Do you have a holiday card in your inbox from an unfamiliar source? That deep discount in your newsfeed on this season’s hottest gadgets — does the price seem too good to be true?
The FBI’s authority on internet scams suggests keeping your guard up as holiday shopping season kicks in. The Internet Crime Complaint Center, or IC3, is the Bureau’s virtual complaint desk for people who believe they have been victimized or defrauded online. The unit, established in 2000 in the FBI’s Cyber Division, receives about 800 complaints every day through its website, www.ic3.gov.
“The scams that we get all year long are the same scams that happen around the holiday season,” said Donna Gregory, head of the IC3 unit, which is based in West Virginia. “It’s just that people are more apt to maybe fall for them during the holidays — especially for non-delivery scams or clicking on links for greeting cards that are actually malware.”
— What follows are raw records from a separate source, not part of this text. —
PR #111, opened 2020-09-11
Try to build with Cuda 10.2 on Linux

karllessard:
DO NOT MERGE, this is just a test for now

### DIFF
--- a/.github/workflows/ci.yml
+++ b/.github/workflows/ci.yml
@@ -22,7 +22,7 @@ jobs:
   linux-x86_64:
     if: github.event_name == 'push' || contains(github.event.pull_request.labels.*.name, 'CI build')
     runs-on: ubuntu-latest
-    container: nvidia/cuda:10.1-cudnn7-devel-centos7
+    container: nvidia/cuda:10.2-cudnn7-devel-centos7
     strategy:
       matrix:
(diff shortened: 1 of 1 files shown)


roywei:
Hi, I was also looking into cuda 10.2 support. Even if I installed cuda 10.2 on a local machine, and successfully built from source. TF2.3 (dso_loader.cc) is still trying to load cuda 10.1 as it's hard coded. Need to symlink cuda10.2 as 10.1.

karllessard:
Hi @roywei , 

As we have discussed with @frankfliu during our last meeting, we try to keep the build of the native libraries as close as what is being delivered in the Python wheels and try to avoid tampering with the source code of the main TF repository, since it would be hard for us to guarantee any stability by doing so.

We also have discussed starting to have additional "experimental" builds, in which case no stability will be guaranteed and users would be well aware of it. Cuda 10.2-enabled can be one of them. But right now, we already have a lot of issues with our build platform (GitHub actions) and adding more stress on it is probably not something that we will look at in the near future. So I would say that having custom builds (where you can patch the code as you want) is probably still the best approach until TensorFlow supports Cuda 10.2 officially.

There is already this issue reported in TensorFlow core where you can share your ideas as well: https://github.com/tensorflow/tensorflow/issues/38194

PR #118, opened 2020-09-25
Prepare scripts for release deployment

karllessard:
This PR is best reviewed by commits. There are two commits:

[First one](https://github.com/tensorflow/java/commit/0f9ff089c92ba7d20d1084edac8e158f511acd34) is only fixing a few javadoc issues that doclint was complaining about.

[Last one](https://github.com/tensorflow/java/commit/fa362c5e6ba266f005dceaccdd43a39a173cabbf) adds the scripts for releases and adjust the CI workflow. So basically the solution is the same as in TF1.x, where the native artifacts gets compiled by the build servers and uploaded on an external storage (AWS S3 in this case, as it was super easy for me to setup). For platforms that we cannot build on GitHub actions, I'll do it manually and upload their native artifacts in the same S3 bucket.

Then locally, we fetch all these artifacts and package, sign and deploy them all on Sonatype using a Docker image for a more hermetic build, by calling `release.sh`. No need to deploy on Bintray, as it should take care automatically to proxy Maven Central and expose the artifacts on JCenter after.

I'm sure this procedure is not final and will evolve in time but at least we will have something that works for our first release that I plan to deploy next week.

[Note: This PR is still a draft as I'm waiting to complete the whole roundtrip to validate that the solution works as expected]


saudet:
We don't need AWS S3 or anything else than Nexus. Simply staging everything in Nexus works fine the way it is right now.

The problem remains that, at the moment, we're not able to compile everything with GitHub Actions!

karllessard:
@saudet: do you need to sign your artifacts before pushing them on OSSRH staging?

saudet:
No, we don't, just when we close and release it.

saudet:
We need to add this plugin for that though with auto close and release
disabled, which we need to do when deploying from multiple machines anyway:
https://central.sonatype.org/pages/apache-maven.html#nexus-staging-maven-plugin-for-deployment-and-release

karllessard:
Sounds good, I'll look at it. I do prefer also only dealing with only one external repository but I was under the wrong impression that signing would have been required in our builders.

karllessard:
Closing for now, will reopen once the new version has been tested

karllessard:
@saudet , we can't download artifacts from a staging repository unless it has been closed but we can't close a staging repository unless all its artifacts have been signed. So it is not possible to deploy the native libraries first on Nexus then sign and redeploy them from a local process, like I was doing when using S3.

saudet:
Yes, it's possible to use a staging repository to download artifacts. Make sure you have something like this in `~/.m2/settings.xml`:
```xml
<settings>
  <profiles>
    <profile>
      <id>staging</id>
      <repositories>
        <repository>
          <id>sonatype-nexus-staging</id>
          <name>Sonatype Nexus Staging</name>
          <url>https://oss.sonatype.org/service/local/staging/deployByRepositoryId/orgtensorflow-1087/</url>
          <releases>
            <enabled>true</enabled>
          </releases>
          <snapshots>
            <enabled>false</enabled>
          </snapshots>
        </repository>
      </repositories>
    </profile>
  </profiles>
  <activeProfiles>
    <activeProfile>staging</activeProfile>
  </activeProfiles>
  <servers>
 ...
  </servers>
</settings>
```
We can also put that stuff in the pom.xml file with properties and things for convenience like this:
https://github.com/bytedeco/javacpp/blob/master/platform/pom.xml#L332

Non-delivery scams — ordering and paying for goods or services online that are not delivered —were by far the most prolific complaint in 2016, accounting for 81,029 victims and $138 million in losses, according to the IC3’s most recent annual report. Business e-mail compromise scams —which trick company representatives into wiring money to fraudsters — and romance scams accounted for the biggest financial losses last year: more than $579 million, according to a FBI release.
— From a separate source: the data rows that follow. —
PR #121, opened 2020-09-29
Add Activation classes in framework

JimClarke5:
Added the activations under `framework/activations`. Each activation class extends the base class `Activation`. 
This PR is not dependent on any other PRs.


tensorflow-framework/src/test/java/org/tensorflow/framework/activations/TanhTest.java
```diff
@@ -0,0 +1,95 @@
...
+            }
+          });
+  }
+
+  /** Test of Tanh call method. */
+  @Test
+  public void testCall__Float() {
+    float[] input = {1, 2, 3, 4, 5, 6, 7, 8};
+    float[] expected = {
+      0.7615942F, 0.9640276F, 0.9950547F, 0.9993292F, 0.99990916F, 0.99998784F, 0.99999833F, 1.0F
```
Craigacp, line 67: This should probably test the negative range too, to make sure we get negative values out (though I'm sure we will).

tensorflow-framework/src/main/java/org/tensorflow/framework/activations/ReLU.java
```diff
@@ -0,0 +1,165 @@
...
+ * @param <T> the data type of the result
+ */
+public class ReLU<T extends TNumber> extends Activation<T> {
+
+  private static final float ALPHA_DEFAULT = 0.0f;
+  private static final Float MAX_VALUE_DEFAULT = null;
+  private static final float THRESHOLD_DEFAULT = 0.0f;
+
+  private final float alpha;
+  private final Float maxValue;
```
Craigacp, line 69: Can we use `Double.NaN` as a sentinel here rather than a boxed value? Or a boolean?

tensorflow-framework/src/main/java/org/tensorflow/framework/activations/Activation.java
```diff
@@ -0,0 +1,69 @@
...
+
+  /** Creates the abstract class for an Activation */
+  public Activation() {}
+
+  /**
+   * Creates the abstract class for an Activation
+   *
+   * @param tf the TensorFlow Ops
+   */
+  public Activation(Ops tf) {
```
Craigacp, line 40: What are the situations where we'd want to construct an Activation without an ops and then set it in manually? Seems like we'd always need one, and it could be set to a final field in the constructor.

Craigacp (changes requested):
Looks like the initializers code made it's way in here too, I didn't review that. There is a bug in HardSigmoid, and a few more minor comments to discuss.

PR #9090, opened 2024-04-11
Remove deprecated `config.db.useMigrations`, change keystone prisma behaviour

dcousens:
This pull request removes `config.db.useMigrations`, which was deprecated in https://github.com/keystonejs/keystone/pull/8046, but perhaps a better description of why is needed to help with updating your workflow.

I'll add a draft of that workflow here into our documentation soon.
The short of it could probably be summarised in the following text (work in progress):

```bash
# development lifecycle
$ keystone dev
  1. Keystone updates your schemas (GraphQL, Prisma, Typescript)
  2. Prisma pushes any updates to your database (unless you use --no-db-push)
  3. Go to 1, until ready

$ keystone prisma migrate dev --create-only
  4. Generate any database migrations, editing as required
   
$ keystone start --with-migrations
  5. Test your migrations
  6. If happy, continue, otherwise go back, using `keystone prisma migrate reset` as needed
   
# ...
  
# deploying
$ keystone build
 
$ keystone start --with-migrations
```
 
Any feedback is appreciated, as we move to integrate this workflow into the documentation.
 
**References**
- https://www.prisma.io/docs/orm/prisma-migrate/workflows/development-and-production
- https://www.prisma.io/docs/orm/reference/prisma-cli-reference#options-6


packages/core/src/scripts/cli.ts
```diff
@@ -89,7 +89,7 @@ export async function cli (cwd: string, argv: string[]) {
   }
 
   if (command === 'start') {
-    return start(cwd, defaultFlags(flags, { ui: true, withMigrations: false }))
+    return start(cwd, defaultFlags(flags, { server: true, ui: true, withMigrations: false }))
```
dcousens, line 92: `start --with-migrations --no-server` might be redundant by comparison to `keystone prisma migrate deploy`, but, I think `start --no-server` being ignored is worse

packages/core/src/lib/migrations.ts
```diff
@@ -174,155 +174,6 @@ function logWarnings (warnings: string[]) {
...
-    const migration = await runMigrateWithDbUrl(dbUrl, undefined, () => migrate.applyMigrations())
-    if (migration.appliedMigrationNames.length === 0) {
-      console.info(`✨ The database is already in sync with your migrations`)
-    } else {
-      console.info(`✨ Your database is now in sync with your migrations`)
-    }
-  })
-}
-
-export async function devMigrations (
```
dcousens, line 188: Effectively, use `keystone prisma migrate dev` instead

PR #9104, opened 2024-04-19
updated devcontainer for vscode

ggpwnkthx:


.devcontainer/devcontainer.json
```diff
@@ -1,20 +1,32 @@
...
+  // Use 'postCreateCommand' to run commands after the container is created.
+  "postCreateCommand": "git submodule update --init --recursive",
+
+  // Configure tool-specific properties.
+  "customizations": {
+    "vscode": {
+      "settings": {},
+      "extensions": [
+        "dbaeumer.vscode-eslint",
+        "esbenp.prettier-vscode",
```
dcousens, line 23:
```suggestion
```

The repository isn't using `prettier` now

.devcontainer/devcontainer.json
```diff
@@ -1,20 +1,32 @@
...
-  "extensions": ["dbaeumer.vscode-eslint", "esbenp.prettier-vscode", "prisma.prisma"],
+  // Features to add to the dev container. More info: https://containers.dev/features.
+  // "features": {},
 
   // Use 'forwardPorts' to make a list of ports inside the container available locally.
   // "forwardPorts": [],
 
-  "postCreateCommand": "pnpm install",
+  // Use 'postCreateCommand' to run commands after the container is created.
+  "postCreateCommand": "git submodule update --init --recursive",
```
dcousens, line 15: Do we need this? This should probably be `pnpm install` still

.devcontainer/devcontainer.json
```diff
@@ -1,20 +1,32 @@
...
-  "name": "Keystone",
-  "build": {
-    "dockerfile": "Dockerfile",
-    "args": {
-      "VARIANT": "14"
-    }
-  },
-
-  "settings": {},
+  "name": "Node.js & TypeScript",
```
dcousens, line 4:
```suggestion
  "name": "Keystone",
```

.devcontainer/devcontainer.json
ggpwnkthx: I think your change makes more sense for Keystone in general. My though here was to allow packages to be added via submodules, but I think that breaks the spirit of a monorepo.

.devcontainer/devcontainer.json
dcousens: Not at the moment, it's a TODO

dcousens:
Thanks @ggpwnkthx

The IC3 is staffed with special agents, technical experts and analysts who look for patterns and trends in complaints by consumers and businesses. Some, but not all, complaints are referred to law enforcement agencies for investigation, the FBI says.
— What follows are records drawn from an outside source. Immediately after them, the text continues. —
PR #9105, opened 2024-04-19
Custom next.config.js support for admin-ui

ggpwnkthx:
If `/.keystone/admin/../../next.config.js` exists, it will get merged into keystone's admin-ui's NextJS config at runtime.

### DIFF
--- a/packages/core/src/admin-ui/templates/next-config.ts
+++ b/packages/core/src/admin-ui/templates/next-config.ts
@@ -1,15 +1,32 @@
 export const nextConfigTemplate = (basePath?: string) =>
-  `const nextConfig = {
-    typescript: {
-      ignoreBuildErrors: true,
-    },
-    eslint: {
-      ignoreDuringBuilds: true,
-    },
-    // We use transpilePackages for the custom admin-ui pages in the ./admin folder
-    // as they import ts files into nextjs
-    transpilePackages: ['../../admin'],
-    ${basePath ? `basePath: '${basePath}',` : ''} 
+  `const fs = require('fs');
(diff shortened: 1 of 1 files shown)


dcousens:
Might it not be better to conditionally _not_ write to `.keystone/admin/next.config.js`?
Then users can simply use their own?

gautamsi:
when #9186 is merged, user should be able to do this

dcousens:
OK, this pull request is superseded by #9186

dcousens:
Actually @gautamsi, #9186 is a breaking change, maybe we can land this earlier?

gautamsi:
@dcousens 
do you plan to have any patch/minor release soon? I might make use of that if it comes before end of this month.

dcousens:
Yes, but I don't have time to test this particular pull request before then - can you?

gautamsi:
I tried testing this, I had to install lodash as dependency which is missing in PR.

I see that there is workaround available to allow using a custom nextjs config. Instead of releasing this I would wait for #9186

this is how to achieve same thing without needing this PR. 

1. extend the base config generated by keystone. you can run `keystone dev` once to generate one. Copy the content of `.keystone/admin/next.config.js` to custom next.config.js file (it can be named anything)
2. extend your config
3.  use following code snippet of `keystone.ts` to overwrite the generated next.config.js
```ts
export default config({
// ....other config
  ui: {
    getAdditionalFiles: [
      () => [{ mode: 'copy', inputPath: path.resolve('next.config.js'), outputPath: 'next.config.js' }]
    ],
  }
})
```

“We’re looking at the complaint for other potential victims,” said Gregory, “We might find that the same email address is being used in 15 other complaints. And then we can start seeing a pattern and put information together.”
Gregory said social media platforms are being used more often to advance online schemes, given their access to networks and freely shared personal information. Social media played a role in more than $66 million in losses last year.
While victims reported more than $1.3 billion in losses last year to IC3, the problem is believed to be much larger, since only about 15 percent of fraud victims report the crimes to law enforcement, according to FBI estimates.
If you think you might be the victim of Internet fraud, go to www.ic3.gov to file a complaint. If you think that letter from the Nigerian prince is going to make your holiday dreams come true, think again.